PR #3833, opened 2025-04-08
Deprecate and Replace `python:package` and `cs:namespace` with `python:identifier` and `cs:identifier`.

InsertCreativityHere:
The title pretty much says it all. `swift:module` and `java:package` are next.

I also simplified some `while` loops we were using to check for metadata on top-level modules.

### DIFF
--- a/cpp/src/ice2slice/Gen.cpp
+++ b/cpp/src/ice2slice/Gen.cpp
@@ -14,36 +14,20 @@ namespace
 {
     static string getCSharpNamespace(const ContainedPtr& cont, bool& hasCSharpNamespaceAttribute)
     {
-        // Traverse to the top-level module.
-        ModulePtr m;
         ContainedPtr p = cont;
         string csharpNamespace;
         while (true)
         {
             if (dynamic_pointer_cast<Module>(p))
             {
-                m = dynamic_pointer_cast<Module>(p);
-                if (csharpNamespace.empty())
-                {
-                    csharpNamespace = m->name();
-                }
-                else
-                {
-                    csharpNamespace = m->name() + "." + csharpNamespace;
-                }
-            }
-
-            if (p->isTopLevel())
-            {
+                csharpNamespace = p->mappedScoped(".").substr(1);
                 break;
             }
             p = dynamic_pointer_cast<Contained>(p->container());
             assert(p);
         }
 
-        assert(m);
-
-        if (auto metadata = m->getMetadataArgs("cs:namespace"))
+        if (auto metadata = p->getMetadataArgs("cs:namespace"))
         {
             hasCSharpNamespaceAttribute = true;
             return *metadata + "." + csharpNamespace;
--- a/cpp/src/ice2slice/Gen.cpp
+++ b/cpp/src/ice2slice/Gen.cpp
@@ -14,13 +14,32 @@ namespace
 {
     static string getCSharpNamespace(const ContainedPtr& cont, bool& hasCSharpNamespaceAttribute)
     {
+        // Traverse to the top-level module.
         ContainedPtr p = cont;
-        while (!dynamic_pointer_cast<Module>(p))
+        string csharpNamespace;
+        while (true)
         {
+            if (dynamic_pointer_cast<Module>(p))
+            {
+                // TODO we should be using the `mappedName` here, not the slice `name`.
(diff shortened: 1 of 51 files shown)


python/test/Ice/packagemd/Package.ice
```diff
@@ -2,6 +2,8 @@
```
InsertCreativityHere, line 2: The `packagemd` test is specifically about testing `python:package`, so I left it alone,
except for suppressing the deprecation warnings (I checked, and without the `suppress`, the deprecation warning was being correctly emitted).

csharp/test/Ice/namespacemd/Namespace.ice
```diff
@@ -2,6 +2,8 @@
```
InsertCreativityHere, line 2: The `namespacemd` test is specifically about testing `cs:namespace`, so I left it alone,
except for suppressing the deprecation warnings (I checked, and without the `suppress`, the deprecation warning was being correctly emitted).

cpp/src/slice2cs/Gen.cpp
```diff
@@ -874,27 +874,21 @@ Slice::CsVisitor::writeParameterDocComments(const DocComment& comment, const Par
 void
 Slice::CsVisitor::moduleStart(const ModulePtr& p)
 {
```
InsertCreativityHere, line 876: We already validate that `cs:namespace` is only allowed on top-level modules.
If it wasn't we threw the metadata out.

So, checking for `isTopLevel` here is redundant and unnecessary.

cpp/src/slice2cs/CsUtil.cpp
```diff
@@ -24,29 +24,16 @@ using namespace IceInternal;
 string
 Slice::CsGenerator::getNamespacePrefix(const ContainedPtr& cont)
 {
-    //
```
InsertCreativityHere, line 27: Simplified this loop.

`m` and `p` point to the same Slice element, the only difference is their typing.
But since all we do with `m` is call `getMetadataArgs` on it, we don't need this stricter typing.
(`getMetadataArgs` is defined on both `Contained` (`p`) and `Module` (`m`)).

cpp/src/ice2slice/Gen.cpp
```diff
@@ -15,21 +15,20 @@ namespace
     static string getCSharpNamespace(const ContainedPtr& cont, bool& hasCSharpNamespaceAttribute)
     {
         // Traverse to the top-level module.
```
InsertCreativityHere, line 17: `m` and `p` pointed to the same Slice element.
The only difference is `m` was more strongly typed.
But this extra typing information wasn't necessary.

cpp/src/slice2cs/Gen.cpp
bernardnormier: I don't understand this code. Say we have no metadata whatsoever - we don't generate a C# "namespace Xxx" here?

externl: This function seems to be about generating an additional namespace declaration if I read the code correctly. 

```
void
Slice::CsVisitor::moduleStart(const ModulePtr& p)
{
    if (p->isTopLevel())
    {
        string ns = getNamespacePrefix(p);
        if (!ns.empty())
        {
            _out << sp;
            _out << nl << "namespace " << ns;
            _out << sb;
        }
    }
}
```

This function and the corresponding `moduleEnd` are called the visitors.

```
bool
Slice::Gen::TypesVisitor::visitModuleStart(const ModulePtr& p)
{
    moduleStart(p);
    _out << sp;
    _out << nl << "namespace " << p->mappedName();
    _out << sb;

    return true;
}


```

externl: They should be renamed `modulePrefixStart` and `modulePrefixEnd` as they're only about the `cs:namespace` metadata.

externl (approved):

cpp/src/slice2cs/Gen.cpp
InsertCreativityHere: Renamed them as suggested.
I agree, the previous names were confusing.

It took me some time to realize that these are just random helper functions named `moduleStart`,
not the _actual_ code-gen functions `visitModuleStart`. Probably the same as @bernardnormier.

++++++++++

▶ _WORK ITEM_:
Output all preceding records character for character.

▶ _RESULT OF THIS EXERCISE_:
PR #3833, opened 2025-04-08
Deprecate and Replace `python:package` and `cs:namespace` with `python:identifier` and `cs:identifier`.

InsertCreativityHere:
The title pretty much says it all. `swift:module` and `java:package` are next.

I also simplified some `while` loops we were using to check for metadata on top-level modules.

### DIFF
--- a/cpp/src/ice2slice/Gen.cpp
+++ b/cpp/src/ice2slice/Gen.cpp
@@ -14,36 +14,20 @@ namespace
 {
     static string getCSharpNamespace(const ContainedPtr& cont, bool& hasCSharpNamespaceAttribute)
     {
-        // Traverse to the top-level module.
-        ModulePtr m;
         ContainedPtr p = cont;
         string csharpNamespace;
         while (true)
         {
             if (dynamic_pointer_cast<Module>(p))
             {
-                m = dynamic_pointer_cast<Module>(p);
-                if (csharpNamespace.empty())
-                {
-                    csharpNamespace = m->name();
-                }
-                else
-                {
-                    csharpNamespace = m->name() + "." + csharpNamespace;
-                }
-            }
-
-            if (p->isTopLevel())
-            {
+                csharpNamespace = p->mappedScoped(".").substr(1);
                 break;
             }
             p = dynamic_pointer_cast<Contained>(p->container());
             assert(p);
         }
 
-        assert(m);
-
-        if (auto metadata = m->getMetadataArgs("cs:namespace"))
+        if (auto metadata = p->getMetadataArgs("cs:namespace"))
         {
             hasCSharpNamespaceAttribute = true;
             return *metadata + "." + csharpNamespace;
--- a/cpp/src/ice2slice/Gen.cpp
+++ b/cpp/src/ice2slice/Gen.cpp
@@ -14,13 +14,32 @@ namespace
 {
     static string getCSharpNamespace(const ContainedPtr& cont, bool& hasCSharpNamespaceAttribute)
     {
+        // Traverse to the top-level module.
         ContainedPtr p = cont;
-        while (!dynamic_pointer_cast<Module>(p))
+        string csharpNamespace;
+        while (true)
         {
+            if (dynamic_pointer_cast<Module>(p))
+            {
+                // TODO we should be using the `mappedName` here, not the slice `name`.
(diff shortened: 1 of 51 files shown)


python/test/Ice/packagemd/Package.ice
```diff
@@ -2,6 +2,8 @@
```
InsertCreativityHere, line 2: The `packagemd` test is specifically about testing `python:package`, so I left it alone,
except for suppressing the deprecation warnings (I checked, and without the `suppress`, the deprecation warning was being correctly emitted).

csharp/test/Ice/namespacemd/Namespace.ice
```diff
@@ -2,6 +2,8 @@
```
InsertCreativityHere, line 2: The `namespacemd` test is specifically about testing `cs:namespace`, so I left it alone,
except for suppressing the deprecation warnings (I checked, and without the `suppress`, the deprecation warning was being correctly emitted).

cpp/src/slice2cs/Gen.cpp
```diff
@@ -874,27 +874,21 @@ Slice::CsVisitor::writeParameterDocComments(const DocComment& comment, const Par
 void
 Slice::CsVisitor::moduleStart(const ModulePtr& p)
 {
```
InsertCreativityHere, line 876: We already validate that `cs:namespace` is only allowed on top-level modules.
If it wasn't we threw the metadata out.

So, checking for `isTopLevel` here is redundant and unnecessary.

cpp/src/slice2cs/CsUtil.cpp
```diff
@@ -24,29 +24,16 @@ using namespace IceInternal;
 string
 Slice::CsGenerator::getNamespacePrefix(const ContainedPtr& cont)
 {
-    //
```
InsertCreativityHere, line 27: Simplified this loop.

`m` and `p` point to the same Slice element, the only difference is their typing.
But since all we do with `m` is call `getMetadataArgs` on it, we don't need this stricter typing.
(`getMetadataArgs` is defined on both `Contained` (`p`) and `Module` (`m`)).

cpp/src/ice2slice/Gen.cpp
```diff
@@ -15,21 +15,20 @@ namespace
     static string getCSharpNamespace(const ContainedPtr& cont, bool& hasCSharpNamespaceAttribute)
     {
         // Traverse to the top-level module.
```
InsertCreativityHere, line 17: `m` and `p` pointed to the same Slice element.
The only difference is `m` was more strongly typed.
But this extra typing information wasn't necessary.

cpp/src/slice2cs/Gen.cpp
bernardnormier: I don't understand this code. Say we have no metadata whatsoever - we don't generate a C# "namespace Xxx" here?

externl: This function seems to be about generating an additional namespace declaration if I read the code correctly. 

```
void
Slice::CsVisitor::moduleStart(const ModulePtr& p)
{
    if (p->isTopLevel())
    {
        string ns = getNamespacePrefix(p);
        if (!ns.empty())
        {
            _out << sp;
            _out << nl << "namespace " << ns;
            _out << sb;
        }
    }
}
```

This function and the corresponding `moduleEnd` are called the visitors.

```
bool
Slice::Gen::TypesVisitor::visitModuleStart(const ModulePtr& p)
{
    moduleStart(p);
    _out << sp;
    _out << nl << "namespace " << p->mappedName();
    _out << sb;

    return true;
}


```

externl: They should be renamed `modulePrefixStart` and `modulePrefixEnd` as they're only about the `cs:namespace` metadata.

externl (approved):

cpp/src/slice2cs/Gen.cpp
InsertCreativityHere: Renamed them as suggested.
I agree, the previous names were confusing.

It took me some time to realize that these are just random helper functions named `moduleStart`,
not the _actual_ code-gen functions `visitModuleStart`. Probably the same as @bernardnormier.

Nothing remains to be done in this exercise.